WORK TASK: Include in the output exactly the lines from the opening of the data through the line containing "(diff shortened: 1 of 3 files shown)", and nothing more.

RECORDED INFORMATION:

——————————

PR #2971, opened 2026-01-26
Increasing the shard numbers for android tests as current tests time out too frequently

aeunms:
The tests currently time out an estimated 50% of the time currently. This simple PR tries increasing the number of shards to see if the lessened workload on each shard will be enough to fix the flakiness, even by a bit.

### DIFF
--- a/change/@microsoft-teams-js-58fad0e7-f58a-433b-9684-c15f3988fe2a.json
+++ b/change/@microsoft-teams-js-58fad0e7-f58a-433b-9684-c15f3988fe2a.json
@@ -1,0 +1,7 @@
+{
+  "type": "patch",
+  "comment": "Added MAC domains to valid domains for CDN",
+  "packageName": "@microsoft/teams-js",
+  "email": "niharikad@microsoft.com",
+  "dependentChangeType": "patch"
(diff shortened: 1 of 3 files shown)


azure-pipelines.yml
```diff
@@ -234,7 +234,7 @@ extends:
               - template: tools/yaml-templates/android-test.yml@self
                 parameters:
                   androidAppHostingSdkGitPath: AndroidAppHostingSdk
-                  shardNum: 2
+                  shardNum: 3
```
jekloudaMSFT, line 237: We'll need a `shardIndex: 2` job here too, right?

jekloudaMSFT: Not sure how fancy yaml lets you get, but maybe there's a way to configure all the jobs just based on the number of shards?

aeunms: You're totally right! Let me fix that. Thank you for catching it!

aeunms: Just pushed. I spent some time trying to see if I could do some sort of loop. But I couldn't figure it out too quickly, so I just hard coded it for now.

——————————

RESULT:
PR #2971, opened 2026-01-26
Increasing the shard numbers for android tests as current tests time out too frequently

aeunms:
The tests currently time out an estimated 50% of the time currently. This simple PR tries increasing the number of shards to see if the lessened workload on each shard will be enough to fix the flakiness, even by a bit.

### DIFF
--- a/change/@microsoft-teams-js-58fad0e7-f58a-433b-9684-c15f3988fe2a.json
+++ b/change/@microsoft-teams-js-58fad0e7-f58a-433b-9684-c15f3988fe2a.json
@@ -1,0 +1,7 @@
+{
+  "type": "patch",
+  "comment": "Added MAC domains to valid domains for CDN",
+  "packageName": "@microsoft/teams-js",
+  "email": "niharikad@microsoft.com",
+  "dependentChangeType": "patch"
(diff shortened: 1 of 3 files shown)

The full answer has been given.